Police in recent days seized more than 5,000 tonnes of firecrackers and arrested dozens to enforce the ban opposed by many Hindus over claims it hurts their religious sentiments.
Delhi’s satellite cities like Gurugram and Noida had restricted displays of less toxic “green crackers” to a two-hour window.
The Supreme Court had banned crackers in 2018 that contain substances like lead, arsenic and barium but allowed use of less polluting varieties.
It called Delhi a “gas chamber” in 2019 over its deteriorating air and reiterated its ban on toxic firecrackers on Monday, while noting the right to health was supreme.
A 2020 report by Swiss organisation IQAir named 22 Indian cities in the world’s 30 most polluted cities, with Delhi ranking as the most polluted capital city.

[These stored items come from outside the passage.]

Issue #42, opened 2020-11-13
Allow ```derived_from``` in from_assertion() to take a list


raar1:
We are working with @miguel-ruano on using the ```nanopub``` library in the nice Nanotate tool he and Olga are developing. At present Miguel needs the nanopubs to be able to have multiple ```wasDerivedFrom``` triples in the provenance, due to dependence on a number of annotations. We should extend ```from_assertion()``` to allow ```derived_from``` to (optionally) take a list of URIs, and generate the triples for all of them.

raar1:
Fixed in PR #43

PR #43, opened 2020-11-13
Issue42 allow derived from to take list

raar1:
Addressing issue #42


tests/test_nanopub.py
```diff
@@ -30,6 +30,29 @@ def test_construction_with_bnode_introduced_concept(self):
...
+    def test_construction_with_derived_from_as_list(self):
+        """
+        Test Publication construction from assertion where derived_from is a list.
+        """
+        test_uri = 'http://www.example.com/my-nanopub'
+        derived_from_list = [   'http://www.example.com/another-nanopub', # This nanopub is derived from several sources
+                                'http://www.example.com/and-another-nanopub',
+                                'http://www.example.com/and-one-more' ]
+        assertion_rdf = rdflib.Graph()
+        assertion_rdf.add((rdflib.term.BNode('DrBob'),
```
svenvanderburg, line 42: There's a constant for this assertion on line 8 :)

tests/test_nanopub.py
```diff
@@ -30,6 +30,29 @@ def test_construction_with_bnode_introduced_concept(self):
         )
         assert str(publication.introduces_concept) == test_concept_uri
 
+    def test_construction_with_derived_from_as_list(self):
```
svenvanderburg, line 33: Could you rename this test module to test_publication.py? (I fucked that up)

nanopub/publication.py
```diff
@@ -45,8 +45,8 @@ def from_assertion(cls, assertion_rdf, uri=DEFAULT_NANOPUB_URI, introduces_conce
         derived from the nanopub's URI with a fragment (#) made from the blank node's name.
 
         Args:
-            derived_from: Add that this nanopub prov:wasDerivedFrom the given URI to the provenance
-                graph
+            derived_from: Add that this nanopub prov:wasDerivedFrom the given URI to the provenance graph.
+                          If a list of triples is passed, a provenance triple will be generated for each.
```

Last year, international medical journal The Lancet said India lost 1.67 million people to toxic air in 2019.
Delhi is typically gripped by the smog crisis at the onset of winter season when temperature dips and air moisture rises.
It is further aggravated by northwest winds that bring smoke from India’s northern breadbasket states of Punjab and Haryana.
Farmers use the earth scorching method to clear their fields of crop residue to prepare their land for the next planting season.
Stubble burning was outlawed in 2015 but it continues unabated, with Safar reporting more than 2,300 farm fires on Thursday.
The pollution monitoring agency said smoke from crop fires contributed 35 per cent to the city’s polluted air on Friday, while the overnight fireworks further pushed the pollution levels 10 times over.